If T is a data type requiring 8-byte alignment, __va_arg(ap, T)
must
increment the pointer it calculates by 4 bytes (to skip a padding word
inserted at compile time) if:
(bit[1] of ap is 0 and bit[2] of ap is 1) or (bit[1] of ap is 1 and bit[2] of ap is 0).
Whatever the sort of T, __va_arg(ap, T)
must clear bit 1 of the pointer it
calculates before dereferencing it.
- This implementation of
__va_arg
is compatible with an ordinary (not repaired)__va_start
in conforming environments in which SP is 0 modulo 8 at function entry and bit 1 ofap
is always 0.
Armv7M is unique in making it possible (absent the problem discussed in this advisory note) to attach an AAPCS-conforming function directly to an exception vector.

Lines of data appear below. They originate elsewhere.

PR #3522, opened 2018-03-19
Merge of qemu-datapath into REQ477/master branch

gaborigloi:

### DIFF
--- a/ocaml/xapi/xapi_vbd.ml
+++ b/ocaml/xapi/xapi_vbd.ml
@@ -31,6 +31,36 @@ let update_allowed_operations ~__context ~self : unit =
 let assert_attachable ~__context ~self : unit =
   assert_attachable ~__context ~self
 
+let print_fork_error f =
+  try
+    f ()
+  with Forkhelpers.Spawn_internal_error(stderr, stdout, status) as e ->
+    begin match status with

(Under previous architecture versions and other architecture strands, some ‘glue’ code is required between an exception vector and an AAPCS-conforming function. Usually, an OS, RTOS, or run-time system provides this code. Considerations relating to such systems were discussed in Operating systems and run-time environments).
Cortex-M3 is the first implementation of Armv7M.
Revision 0 of Cortex-M3 (CM3_r0) does not align SP to a multiple of 8 on entry to exceptions.
Users of CM3_r0 must take appropriate precautions if the correctness of their software might depend on the alignment of stack-allocated data presumed by development tools to be 8-byte aligned.
Revision 1 of Cortex-M3 will offer a configurable option to align SP to a multiple of 8 on entry to exceptions.
A future revision of the M profile architecture will require SP to be 8-byte aligned on entry to exceptions.